Our findings allow us to draw several conclusions regarding process management. Firstly, our observation that BPA is key to improving PMA indicates that managers aiming to achieve an appropriate level of process maturity should focus on assessing and developing the right capabilities to adapt quickly and effectively to the market environment. This action should be reinforced not only through employee training but also by matching appropriate cultural patterns and employee incentive systems. Secondly, the identified relationship indicating a significant impact of BPA on BP with the mediating role of PMA implies the necessity to orchestrate BPA and PMA in order to achieve BP. This suggests that the level of BPA should be aligned with the PMA at which the organisation is currently operating or aspires to achieve. Too low or too high a level of BPA intensity may be insufficient or unproductive from a process maturity perspective. Therefore, it is recommended that managers identify the PMA level and subsequently develop the capacity to adapt to change and control uncertainty within BPA. Thirdly, the patterns of similarity of the positions identified for BPA and BP in relation to PMA (see Table 7) can provide managers with an indication of which BPA capabilities at particular levels of PMA need to be strengthened and developed in order to achieve specific results in the area of BP.

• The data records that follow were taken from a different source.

PR #124, opened 2019-07-24
Style Newspack homepage block headers in theme

laurelfulford:
### All Submissions:

I thought I'd merged something like this ages ago! 

This PR makes sure the section headers in the Newspack block use the styles from the theme, both on the front-end and in the editor. 

@jeffersonrabb and I talked about not using the block's classes in the theme if at all possible and going with something generic, but I've been stuck on finding something that made sense in this case for so long, I've put off getting this style in. 

Right now, the section title does use an `h2` and will inherit the theme's styles/fonts for that. But the way we styled it in the mockups -- with a special alternative header style -- needed a special class. I wanted to leave the block class in the theme more related to its containing block than its appearance (it may not always use a 'special header style') so the best approach seemed to be to use the block's existing class in the theme. 

Another approach would be to remove the class altogether and just use the HTML hierarchy (`.wp-block-newspack-blocks-homepage-articles > h2`) but I think this is less clunky, and will make it easier to customize the blocks on a theme-by-theme (or style-variation-by-style-variation) basis.

1. Set up a homepage block, and add a section title.
2. Confirm it's appearance -- it should be scaled correctly, but just black sans-serif text.
3. Apply PR and run `npm run build`.
4. Confirm that the block is now using the mocked up styles, both on the front-end and in the editor:

image

### Other information:

### DIFF
--- a/inc/color-patterns.php
+++ b/inc/color-patterns.php
@@ -50,6 +50,7 @@ function newspack_custom_colors_css() {
 		.comment .comment-metadata .comment-edit-link:hover,
 		#colophon .site-info a:hover,
 		.widget a, .widget a:visited,
+		.accent-header, .article-section-title,
 		.entry .entry-content .wp-block-button.is-style-outline .wp-block-button__link:not(.has-text-color),
 		.entry .entry-content > .has-primary-color,
 		.entry .entry-content > *[class^="wp-block-"] .has-primary-color,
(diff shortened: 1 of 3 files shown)


laurelfulford:
D'oh! Yes, good catch!

There's some other issues in the custom colours in the editor (the block post title will inherit them when they shouldn't; the author name won't when they should...); I'll tackle that separately, but the section header is fixed in c5a38cf.

laurelfulford:
Thanks for the review and for the reminder about the colours! I'll aim to do a solid sweep for that next week and catch all the bits I've missed :)

PR #134, opened 2019-07-29
Fix up a couple visual issues with Infinite Scroll

laurelfulford:
### All Submissions:

* [x] Have you followed the [Newspack Contributing guideline](https://github.com/Automattic/newspack-theme/blob/master/.github/CONTRIBUTING.md)?
* [x] Does your code follow the [WordPress' coding standards](https://make.wordpress.org/core/handbook/best-practices/coding-standards/) and [VIP Go coding standards](https://vip.wordpress.com/documentation/vip-go/code-review-blockers-warnings-notices/)?
* [x] Have you checked to ensure there aren't other open [Pull Requests](../../pulls) for the same update/change?

### Changes proposed in this Pull Request:

Infinite scroll isn't available in a lot of places in the theme -- basically, the blog posts page (which isn't a huge focal point when paired with custom blocks for the static front page), and the archive pages. 

But right now, it has a couple minor visual hiccups:

* On the archive pages, if you load most posts, they're formatted incorrectly (they're using the wrong template part). 
* On each new 'page' of posts, there's more space than normal (mostly noticeable on mobile). 

### How to test the changes in this Pull Request:

1. Turn on infinite scroll (Dashboard > Jetpack > Settings > Writing, and under "Infinite Scroll" select "Load more posts as the reader scrolls down" or "Load more posts in page with a button" -- the theme has been set to always load new posts on click, I'll also be updating that in a future PR).
2. Visit on the archive pages that has a lot of posts (if you have a lot of test posts, there's a good chance that `www.website.com/category/uncategorized/` will meet the needs; otherwise, `www.website.com/author/yourusername` is another good bet). 
3. Scroll to the bottom and click 'Older Posts'
4. Note that the next set of posts loads each post's full content (in the "Archive page before" screenshot, this starts at "Template: Excerpt (Generated)").
5. Also note the space before the newly loaded page worth of posts is wider than usual.
6. Apply the PR. 
7. Confirm that the post content is no longer loading on the second 'page' of posts, and the spacing is more consistent. 
8. Double-check the blog posts page (the page you've set to display the blog posts) still displays full posts when you click 'Older Posts' (I'll be iterating on this page in the future).

**Archive page before:**

image

**Archive page after:**
Screen Shot 2019-07-29 at 2 33 16 PM

### Other information:

* [x] Have you added an explanation of what your changes do and why you'd like us to include them?

PR #135, opened 2019-07-29
Update Infinite Scroll to use load on scroll when available

laurelfulford:
### All Submissions:

This theme doesn't showcase infinite scroll, but it should work in a predictable way. 

The settings originally set it up to always use click to scroll (so the older posts button is there), but anecdotally this confuses folks, especially since the Jetpack settings always offer both options when a theme supports infinite scroll, regardless what 'type' it sets:

image

However, this update also makes sure infinite scroll is switched to 'click' when a page has footer widgets -- otherwise, it's impossible to get to those widgets, and that can be frustrating.

It also switches to click to scroll on small screens if you have a sidebar widget for similar reasons to the above -- on smaller screens the sidebar will wrap below the content and also be difficult to get to if posts are loading on scroll. 

The theme doesn't 'show off' infinite scroll in any way, and it's unlikely that the scroll-to-load functionality will actually be available on many sites due to footer widgets, but I want to make sure it works in a correct, not-confusing way.

This PR compliments work in #134, which is to make sure infinite scroll also displays correctly. 

2. Remove all widgets. 
3. Turn on infinite scroll (Dashboard > Jetpack > Settings > Writing, and click 'Load more posts as the reader scrolls down'). 
4. Navigate to the blog posts page and confirm that more posts load as you scroll down the page.
6. Return to the Customizer and add a footer widget.
7. Navigate to the blog posts page and confirm that it now displays an 'Older Posts' button.
8. Return to the Customizer; remove the footer widget and add a sidebar widget. 
9. On a laptop/desktop computer, navigate to the blog posts page and confirm that it loads more posts as you scroll. 
10. On a mobile device, navigate to the blog posts page and confirm it displays the 'Older Posts' button. (Note: this must be a real mobile device or Mac's iOS simulator and not just a narrow browser window; it uses Jetpack's [`jetpack_is_mobile()`](https://github.com/Automattic/jetpack/blob/3699f34bb90a2b0a2af221042dacacf777238d2b/class.jetpack-user-agent.php#L13) function, which checks for actual devices). 

### DIFF
--- a/inc/jetpack.php
+++ b/inc/jetpack.php
@@ -16,7 +16,6 @@ function newspack_jetpack_setup() {
 	add_theme_support(
 		'infinite-scroll',
 		array(
-			'type'      => 'click',
 			'container' => 'main',
 			'render'    => 'newspack_infinite_scroll_render',
 			'footer'    => 'page',
@@ -70,6 +69,18 @@ function newspack_infinite_scroll_render() {
 		get_template_part( 'template-parts/content/content' );
 	}
 }
+
+/**
+ * Toggle between click to load or scroll to load for infinite scroll.
+ */
+function newspack_toggle_infinite_scroll_type() {
+	if ( is_active_sidebar( 'footer-1' ) || ( ( jetpack_is_mobile( '', true ) && is_active_sidebar( 'sidebar-1' ) ) ) ) {
+		return true;
+	}
+	return false;
+}
+add_filter( 'infinite_scroll_has_footer_widgets', 'newspack_toggle_infinite_scroll_type' );
+
 
 /**
  * Remove Jetpack Share icons from standard location so they can be moved.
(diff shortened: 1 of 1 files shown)


inc/jetpack.php
```diff
@@ -71,6 +70,18 @@ function newspack_infinite_scroll_render() {
 	}
 }
 
+/**
+ * Toggle between click to load or scroll to load for infinite scroll.
+ */
+function newspack_toggle_infinite_scroll_type() {
+	if ( is_active_sidebar( 'footer-1' ) || ( ( jetpack_is_mobile( '', true ) && is_active_sidebar( 'sidebar-1' ) ) ) ) {
```
jeffersonrabb: Non-blocking suggestion: the logic in this line is a bit difficult to parse. I would suggest breaking it out to separate lines for each case:

```
if ( is_active_sidebar( 'footer-1' ) ) {
  return true;
} 
if ( jetpack_is_mobile( '', true ) && is_active_sidebar( 'sidebar-1' ) ) {
  return true;
}
```

laurelfulford: Ah, good call, Jeff! I made a quick update for that in 14ce829.

yogeshbeniwal:
@laurelfulford May i know if it still work? Checked on singe post with no widget in Footer, seems to be not working. Is it because of copyright text and privacy policy link.

PR #126, opened 2019-07-25
Fixes sidebar spacing

laurelfulford:
### All Submissions:

* [x] Have you followed the [Newspack Contributing guideline](https://github.com/Automattic/newspack-theme/blob/master/.github/CONTRIBUTING.md)?
* [x] Does your code follow the [WordPress' coding standards](https://make.wordpress.org/core/handbook/best-practices/coding-standards/) and [VIP Go coding standards](https://vip.wordpress.com/documentation/vip-go/code-review-blockers-warnings-notices/)?
* [x] Have you checked to ensure there aren't other open [Pull Requests](../../pulls) for the same update/change?

### Changes proposed in this Pull Request:

The updates made for the archive or search styles caused a regression in the content/sidebar spacing on the single posts. This PR:

* Fixes the spacing issue
* Makes the Sass a bit more concise (originally the widths were repeated twice because the markup isn't the same; this PR puts them together)
* Reduces the spacing width a bit for tablet-sized screens. 

Before:

image

After: 

image

### How to test the changes in this Pull Request:

1. Apply the PR and run `npm run build`.
2. Confirm that the spacing between content and sidebar on single posts is improved.
3. Confirm that there isn't a regression/change in this spacing on the archive/search results pages. 

### Other information:

* [x] Have you added an explanation of what your changes do and why you'd like us to include them?

PR #136, opened 2019-07-29
Fix search sidebar styles

laurelfulford:
### All Submissions:

I thought it was so careful not to introduce any regressions in #126, but I still broke the search results page! 🤦‍♀ 

This PR makes sure the sidebar goes back to acting like a sidebar again on the search results page. 

**Before:**

image

**After:**

image

1. Make sure you have a sidebar widget.
2. Run a search and view the search results page.
3. See that huge wide single column of content, and a sidebar hidden far below, and despair. 
5. View the search results page again; be filled with joy at the sight of it displaying correctly again. 

### Other information:

### DIFF
--- a/sass/layout/_layout.scss
+++ b/sass/layout/_layout.scss
@@ -54,6 +54,7 @@
 
 .archive #main,
 .blog #main,
+.search #main,
 .page:not(.newspack-front-page) #main,
 .single-post .main-content {
 	@include media(tablet) {
@@ -63,6 +64,7 @@
 
 .archive #secondary,
 .blog #secondary,
+.search #secondary,
 .page:not(.newspack-front-page) #secondary,
 .single-post #secondary {
 	@include media(tablet) {


laurelfulford:
Thanks Jeff! 

> This is unrelated to this PR but when I add Search to the top of the sidebar, this is the result:

Is the issue the doubled search icon, or the vertical spacing?

For the icon: I'm betting with the search always available in the header, it's probably not something many sites will also add to the sidebar. If a site chooses to, that's something entirely under their control (for good or bad!). The only way I can think to avoid any kind of duplication is to remove the search from the header.

If it's the vertical spacing, that should be fixed with this PR: #137.

jeffersonrabb:
> If it's the vertical spacing, that should be fixed with this PR: #137.

My question was about the vertical spacing not the duplication (agreed it's a choice most will avoid), so 137 is the answer (my fault for looking at the PRs out of order!)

The research contributes to the development of process management theory by clarifying the role of process maturity as a mediating variable in the relationship between business process agility and business performance. The study confirms that business process agility plays a key role in shaping business performance and that the impact of business process agility on business performance is reinforced by process maturity. This reflects the dynamism and unpredictability of the environment, which translates into the need for companies to evolve towards greater business process agility so as to ensure an appropriate level of business performance.